Supplied data:
PR #437, opened 2024-10-19
Solve some security warnings using npm audit fix

laurensgroeneveld:
This solves some of the open security warnings on all projects using `npm audit fix`. 

On both the app and CMS the only moderate warning is related to the `vue-tsc` package, of which we're using an older version. However, when I upgrade this from 1.8 to 2.1, it suddenly generates tons of type errors in the code, that don't actually seem to be correct. Not entirely sure what's going on here and that needs a bit more investigation.

### DIFF
--- a/api/package-lock.json
+++ b/api/package-lock.json
@@ -2358,10 +2358,11 @@
             }
         },
         "node_modules/@nestjs/core": {
-            "version": "10.4.4",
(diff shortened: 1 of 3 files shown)


laurensgroeneveld:
Hmm this seems to break `npm ci --install-links`. `npm update` on a clean `main` version has the same result. Don't have the bandwidth right now to investigate, so I'll close this for now.

PR #449, opened 2024-10-22
CMS: Make EditContent saveable when in draft without img

DirkDevelopmentFreelance:


laurensgroeneveld (approved):
Works fine, nice fix 👍 I see the unit tests for this component are already skipped because of https://github.com/bccsa/luminary/issues/313 so I won't complain about it lacking a test. Added a note to that ticket with a link to this PR.

PR #456, opened 2024-10-23
add seoTitle and seoSummary as meta data

belljohan3:


ivanslabbert (changes requested):
Blocking merging until reviewed

DirkDevelopmentFreelance (commented):
The code looks nice and clean, nice research done. @ivanslabbert, just double check the functionality as I am not entirely sure how to find the metadata inside the browser, tried an extension but it doesn't work on local sites. Nice Work @belljohan3

belljohan3:
> The code looks nice and clean, nice research done. @ivanslabbert, just double check the functionality as I am not entirely sure how to find the metadata inside the browser, tried an extension but it doesn't work on local sites. Nice Work @belljohan3

You can inspect the current doc and check the meta data in the `head` tag.

app/src/pages/SingleContent.vue
```diff
@@ -15,6 +15,7 @@ import RelatedContent from "../components/content/RelatedContent.vue";
 import VerticalTagViewer from "@/components/tags/VerticalTagViewer.vue";
 import Link from "@tiptap/extension-link";
 import LImage from "@/components/images/LImage.vue";
+import { useHead } from "@vueuse/head";
```
ivanslabbert, line 18: According to the plugin's GitHub page, it has been replaced with Unhead/vue, so the best will be to use the new package.

But to keep our application as lightweight as possible, I would suggest not using a plugin to set the title and metadata, but rather set the title as currently done in line 44, and setting the metadata as per https://stackoverflow.com/questions/2568760/is-it-possible-to-use-javascript-to-change-the-meta-tags-of-the-page

app/src/pages/SingleContent.vue
```diff
@@ -37,32 +38,38 @@ const isExpiredOrScheduled = computed(() => {
...
 
-        if (isExpiredOrScheduled.value) return;
+    if (isExpiredOrScheduled.value) return;
 
-        const tagIds = content.value.parentTags.concat([content.value.parentId]); // Include this content's parent ID to include content tagged with the parent (if the parent is a tag document).
+    useHead({
+        title: content.value.seoTitle || content.value.title,
+        meta: [
+            {
+                name: "summary",
```
ivanslabbert, line 54:
```suggestion
                name: "description",
```
the "summary" metadata tag is not supported by Google's indexer

app/src/pages/SingleContent.vue
```diff
@@ -37,32 +38,38 @@ const isExpiredOrScheduled = computed(() => {
...
-        if (!content.value) return;
+watch(content, async () => {
+    if (!content.value) return;
 
-        document.title = isExpiredOrScheduled.value
-            ? `Page not found - ${appName}`
-            : `${content.value.title} - ${appName}`;
+    document.title = isExpiredOrScheduled.value
+        ? `Page not found - ${appName}`
+        : `${content.value.title} - ${appName}`;
```
ivanslabbert, line 46: We are now setting the title in two locations in the code, both direcetly using the "document" api as well as through the useHead plugin. We should combine the logic.

ivanslabbert (changes requested):

belljohan3:
@ivanslabbert  Here is also a nice way to set it. 

`[
    { name: "title", content: content.value.seoTitle || content.value.title || "" },
    { name: "description", content: content.value.seoString || content.value.summary || "" },
].forEach(attrs => {
    const metaTag = Object.assign(document.createElement("meta"), attrs);
    document.head.appendChild(metaTag);
});`

app/src/pages/SingleContent.vue
```diff
@@ -37,32 +37,37 @@ const isExpiredOrScheduled = computed(() => {
...
 
-        if (isExpiredOrScheduled.value) return;
+    // Seo meta tag settings
+    [
+        { name: "title", content: content.value.seoTitle || content.value.title || "" },
```
ivanslabbert, line 49: Google does not support the "title" metadata (see https://developers.google.com/search/docs/crawling-indexing/special-tags). We could rather set the document.title to the SEO title if available (in line 43)

Your implementation for the description metadata tag looks good.

ivanslabbert (changes requested):
Added 1 change request.

Can we also add a test to see if the title is being set correctly at the <head> title tag, and if the "description" metadata is set correctly?

ivanslabbert (approved):

PR #460, opened 2024-10-25
get historical data from newly accesibble groups

belljohan3:


api/src/test/socketioTestClient.ts
```diff
@@ -9,6 +9,7 @@ export type socketioTestRequest = {
     changeRequest?: ChangeReqDto;
     timeout?: number;
     getAccessMap?: boolean;
+    accessMap?: any;
```
ivanslabbert, line 12: Can you add a comment why use need to set this to `any`?

api/src/test/mockdata.ts
```diff
@@ -0,0 +1,227 @@
+// import { AccessMap } from "src/permissions/permissions.service";
+
+export const superAdminAccessMap = {
```
ivanslabbert, line 3: This is not used, so the file can probably be deleted

api/src/socketio.spec.ts
```diff
@@ -288,6 +288,45 @@ describe("Socketio", () => {
...
+                            tag: {
+                                view: true,
+                            },
+                            language: {
+                                view: true,
+                            },
+                        },
+                    };
+
+                    // Indicate to the API that the client only have access to public content
```
ivanslabbert, line 318:
```suggestion
                    // Indicate to the API that the client only had access to public content
```

ivanslabbert (approved):
Approved with some small issues to be fixed

api/src/test/socketioTestClient.ts
```diff
@@ -9,6 +9,7 @@ export type socketioTestRequest = {
     changeRequest?: ChangeReqDto;
     timeout?: number;
     getAccessMap?: boolean;
+    accessMap?: any; // Using 'any' here to accommodate varied structures for permissions data, which may differ based on client requirements or evolve over time.
```
ivanslabbert, line 12: This sounds like AI...
```suggestion
    accessMap?: any; // The accessMap is converted to a AccessMap object by the API.
```

ivanslabbert (approved):

PR #465, opened 2024-10-28
Fix preferred language in APP

DirkDevelopmentFreelance:


app/src/globalConfig.ts
```diff
@@ -27,13 +27,21 @@ export const appLanguageAsRef = readonly(_appLanguageAsRef);
...
             newVal.length > 0 &&
             (!appLanguageIdAsRef.value || !newVal.some((l) => l._id === appLanguageIdAsRef.value))
         ) {
-            appLanguageIdAsRef.value = newVal[0]._id;
+            const languagePreferredByBrowser = navigator.language;
+            newVal.forEach((val) => {
+                if (val.languageCode == languagePreferredByBrowser) {
+                    appLanguageIdAsRef.value = val._id;
+                } else {
+                    appLanguageIdAsRef.value = "lang-eng";
```
ivanslabbert, line 42: We should not hardcode references to documents which may be deleted. I suggest adding a field to LanguageDto which can mark a language document as default, and then finding the default document instead of hardcoding it.

This obviously requires some API and CMS work as well...

app/src/globalConfig.ts
```diff
@@ -27,13 +27,21 @@ export const appLanguageAsRef = readonly(_appLanguageAsRef);
...
-    // Set the preferred language to the first language in the list if it is not set
+    // Set the preferred language to the preferred language returned by the browser if it is not set
+    // The language is only set if there is a supported language for it otherwise it defaults to english
     watch(languages, (newVal) => {
         if (
             newVal.length > 0 &&
             (!appLanguageIdAsRef.value || !newVal.some((l) => l._id === appLanguageIdAsRef.value))
         ) {
-            appLanguageIdAsRef.value = newVal[0]._id;
+            const languagePreferredByBrowser = navigator.language;
```
ivanslabbert, line 37: There should be a list of preferred browser languages? We should try to get a match to any of those languages, and only if none are matching revert to the default language.

ivanslabbert (changes requested):

app/src/globalConfig.ts
DirkDevelopmentFreelance: Yeah that makes sense. Sorry I didn't think of that scenario

cms/src/components/languages/CreateOrEditLanguageModel.spec.ts
```diff
@@ -4,7 +4,7 @@ import { mount } from "@vue/test-utils";
 import CreateOrEditLanguageModal from "./CreateOrEditLanguageModal.vue";
 import { setActivePinia } from "pinia";
 import { createTestingPinia } from "@pinia/testing";
-import { accessMap, db } from "luminary-shared";
+import { accessMap, db, DocType, type LanguageDto } from "luminary-shared";
```
ivanslabbert, line 7: Lint warning: Unused import `LanguageDto`

cms/src/components/languages/CreateOrEditLanguageModal.vue
```diff
@@ -5,6 +5,8 @@ import LInput from "@/components/forms/LInput.vue";
 import LButton from "@/components/button/LButton.vue";
```
ivanslabbert, line 5: - Are we ensuring that controls are disabled for users without edit access to the given language?
- Are we ensuring that setting a language to Default is disabled for users without language edit access to all languages?

The same checks should also be implemented in the API.
The API should also remove the "default" field from other language documents if set on a given doc. (CMS checks are only best effort but cannot be relied on - the API does the final check and quality control)

ivanslabbert (commented):
Good work so far @DirkDevelopmentFreelance 

Left some comments

cms/src/components/languages/CreateOrEditLanguageModal.vue
```diff
@@ -22,29 +24,37 @@ const emit = defineEmits(["close", "created", "updated"]);
 // Check if we are in edit mode (if a language is passed)
 const isEditMode = computed(() => !!props.language);
 
+const canEditOrCreate =
+    verifyAccess(["group-private-editors"], DocType.Language, AclPermission.Edit) ||
+    verifyAccess(["group-private-editors"], DocType.Language, AclPermission.Edit);
```
ivanslabbert, line 29: We should never use hard-coded references to data that might not be available in the database in production code. (In tests it is obviously ok and needed.)

cms/src/components/languages/CreateOrEditLanguageModel.spec.ts
```diff
@@ -14,6 +14,7 @@ import {
 import waitForExpect from "wait-for-expect";
 import GroupSelector from "../groups/GroupSelector.vue";
 import { ComboboxInput } from "@headlessui/vue";
+import LToggle from "../forms/LToggle.vue";
```
ivanslabbert, line 17: lint warning

ivanslabbert (changes requested):
Did not do a functional check (running in my dev env) but added some comments

ivanslabbert (approved):
Add tests for: (can do in a new ticket)

- GroupSelector.vue: The list of assignable groups should only include groups to which the user has group assign access, and edit access to the docType in question (passed as prop)
- API validateChangeRequestAccess: Add tests for Language doctype validations
- API processChangerequest: Check if the API can reset the default language flag (see line 134) - if not implemented already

Work order: Looking at the records above, how many lines include "ticket"? Please give the number and nothing more.

Solution for this problem: 2